Peperomia turialvensis

Scientific classification
- Kingdom: Plantae
- Clade: Tracheophytes
- Clade: Angiosperms
- Clade: Magnoliids
- Order: Piperales
- Family: Piperaceae
- Genus: Peperomia
- Species: P. turialvensis
- Binomial name: Peperomia turialvensis C.DC.

= Peperomia turialvensis =

- Genus: Peperomia
- Species: turialvensis
- Authority: C.DC.

Species of epiphyte

Peperomia turialvensis is a species of epiphyte in the genus Peperomia. It was first described by Casimir de Candolle and published in the book "Linnaea 37: 380–381. 1871-1873[1872]. (Jul 1872)". It primarily grows on wet tropical biomes. The species name came from Turrialva, where first specimens of this species were collected. It may be a synonym of Peperomia rhexiifolia.

==Distribution==
It is endemic to Costa Rica and Panama. First specimens where found at an altitude of 914.4 meters in Turrialba, Costa Rica.

- Costa Rica
  - Limón
  - Puntarenas
  - Cartago
    - Paraíso
    - Turrialba
- Panama
  - Darién

==Description==
The dark vein runs near the border, the apex of the four petiolate lanceolate leaflets is glabrous on both sides.
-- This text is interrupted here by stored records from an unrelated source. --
PR #2584, opened 2026-07-01
Don't panic on bad nonce_size

evan-oxide:
Before, the SP could cause the RoT to panic by sending it an `attest` request with a `nonce_size` larger than the actual blob of nonce data. Now the RoT replies with a `BadMessageLength` error instead.

This is slightly different than the other uses of `BadMessageLength`, but I don't think it's worth making a new error variant just for this case and plumbing it through MGS. Tell me if you disagree.

Tested on a grapefruit.

### DIFF
--- a/drv/lpc55-sprot-server/src/handler.rs
+++ b/drv/lpc55-sprot-server/src/handler.rs
@@ -571,20 +571,17 @@ impl<'a> Handler {
                 nonce_size,
                 write_size,
             }) => {
-                // Ensure the requester didn't send a bad nonce_size that's
-                // larger than the actual blob.
-                let nonce_size = nonce_size as usize;
-                if nonce_size > req.blob.len() {
+                let Some(nonce) = req.blob.get(..nonce_size as usize) else {
+                    // The requester sent a bad nonce_size that's larger than
+                    // the actual blob.
                     return Err(SprotError::Protocol(
                         SprotProtocolError::BadMessageLength,
                     ));
-                }
+                };
+
                 Ok((
                     RspBody::Attest(Ok(AttestRsp::Attest)),
-                    Some(TrailingData::Attest {
-                        nonce: &req.blob[..nonce_size],
-                        write_size,
-                    }),
+                    Some(TrailingData::Attest { nonce, write_size }),
                 ))
             }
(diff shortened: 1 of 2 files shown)


drv/lpc55-sprot-server/src/handler.rs
```diff
@@ -570,13 +570,23 @@ impl<'a> Handler {
...
-                Some(TrailingData::Attest {
-                    nonce: &req.blob[..nonce_size as usize],
-                    write_size,
-                }),
-            )),
+            }) => {
+                // Ensure the requester didn't send a bad nonce_size that's
+                // larger than the actual blob.
+                let nonce_size = nonce_size as usize;
+                if nonce_size > req.blob.len() {
```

The base is acute opaque coriaceous pellucido-punctolate, and the apex is acuminate. The five nerves are delicately ciliated, with three of the central ones being stronger under the prominuli. With glabrous peduncles that almost equal the peduncles, axillary, tympanic, and long-stalked peduncles. The bractea rotundato is oblong with a peltate centre. The stigma papillose. The bean oval with a semi-immersed rostellate apex, and the lower stigmatic apex submerged in the ovary.